# Question: Tartaria date of disappearance from Maps?



## Will Scarlet (Jun 27, 2021)

Does anyone have a date for the disappearance of Greater and Lesser Tartaria from maps please?

Thanking you in anticipation.


----------



## freygeist (Jun 27, 2021)

It seems that around 1812, Grand Tartary is replaced by Russian Empire, but there is still the independent and chinese Tartary, (sometimes east and west tartary) and by ca 1860, chinese tartary is chinese empire, and the remaining Russian tartary (roughly the same area as independent tartary on some maps) disappears around 1880.


----------



## Will Scarlet (Jun 28, 2021)

@freygeist  Excellent, many thanks, you've saved me a lot of digging. If I could give you 10 points I would but it seems that 1 is the maximum.


----------



## Persister (Jul 3, 2021)

freygeist said:


> It seems that around 1812, Grand Tartary is replaced by Russian Empire, but there is still the independent and chinese Tartary, (sometimes east and west tartary) and by ca 1860, chinese tartary is chinese empire, and the remaining Russian tartary (roughly the same area as independent tartary on some maps) disappears around 1880.
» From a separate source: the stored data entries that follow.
Issue #2551, opened 2020-12-22
make indexer non-blocking


dustinxie:
**What would you like to be added**:
Currently, if indexer's height is not up to tip height, blockdao.Start() will block, waiting for indexer to catch up all the missing blocks. This creates extra delay when booting up the node.

For instance, yesterday i deleted the old file to test the bloomfilter index. When i restart the node, it keeps rebuilding the bloomfilter index for several hours. The user experience is not good.

**New proposal**:
Instead of let blockdao call indexer.PutBlock(), we can start a go-routine for each indexer, which keeps checking/pulling latest block committed to blockdao, and call PutBlock() to index it

By doing so, node can immediately finish Start() and begin to commit new blocks, even though some indexer are not yet synced to tip

This would also help reduce blockdao's commit time, by offloading indexer.PutBlock to other go-routine

raullenchai:
Closing as not-planned. `blockDAO.Start` still catches indexers up synchronously (`checkIndexers`), but this only bites when (re)building an indexer from scratch — a rare, operator-initiated event where blocking is arguably the safer behavior (the node shouldn't serve queries from a half-built index). Making it async adds coordination complexity for no routine benefit.

PR #2552, opened 2020-12-23
use larger bloom filter for indexer

dustinxie:


CoderZhi:
As I remember, we spent a large effort to make sf as a normal indexer. With our current implementation, we already have two ways of building indexers, async and sync. How could this PR be different?

dustinxie:
this is try to solve the issue of slow Start() in https://github.com/iotexproject/iotex-core/issues/2551

sf will be the only special indexer that is sync -- its PutBlock() needs to be called strictly after blockdao.PutBlock().

in next PR, all other indexers will be made async -- they will be added to subscriber, and PutBlock() called on a separate go-routine, similar to indexbuilder.go

finally, sf could possibly be made async as well -- considering our block time is 5 seconds, sf.PutBlock() will most likely finish before commit next block, but for safety it is better to keep sf (the only) sync indexer

koseoyoung (approved):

Yes. 1812 was a very pivotal year for Grand Tartary. Napoleon, I believe, supported the Russians in their attack on the government of Tartary, in southern Russia, which cut off the head of Grand Tartary. At the same time, there was a supposed war with England. Could that have been the war of England and The Colonists, working together, to overturn the Tartarian government, which controlled North America? We can, with good research, know that England is STILL behind the CORPORATE government of THE UNITED STATES. We now function under Admiralty law, or Maritime law.


----------



## Gothly (Nov 1, 2021)

Persister said:


> Yes. 1812 was a very pivotal year for Grand Tartary. Napoleon, I believe, supported the Russians in their attack on the government of Tartary, in southern Russia, which cut off the head of Grand Tartary. At the same time, there was a supposed war with England. Could that have been the war of England and Theartaria Colonists, working together, to overturn the Tartarian government, which controlled North America? We can, with good research, know that England is STILL behind the CORPORATE government of THE UNITED STATES. We now function under Admiralty law, or Maritime law.


No Napoleon supported the Prussian to attacked the Moscow from the Muscovite Tartarian. Napoleon never attack Moscow he let the Prussian do is job. While the prussian where in war with the muscovite, he attacked the Independent Tartaria


----------



## Persister (Nov 1, 2021)

Gothly said:


> No Napoleon supported the Prussian to attacked the Moscow from the Muscovite Tartarian. Napoleon never attack Moscow he let the Prussian do is job. While the prussian where in war with the muscovite, he attacked the Independent Tartaria


Muscovia, Rus, Russia was never Tartarian; although, they were under the control of Grand Tartary. I don't have any evidence other than our mainstream history saying that Napoleon attacked Moscow. And Moscow was under the control of Grand Tartary. A.T. Fomenko speaks of Russian forces defeating Tartarian forces. It is my understanding that Independent Tartaria came later, after the destruction of Tartarian leadership in Moscow.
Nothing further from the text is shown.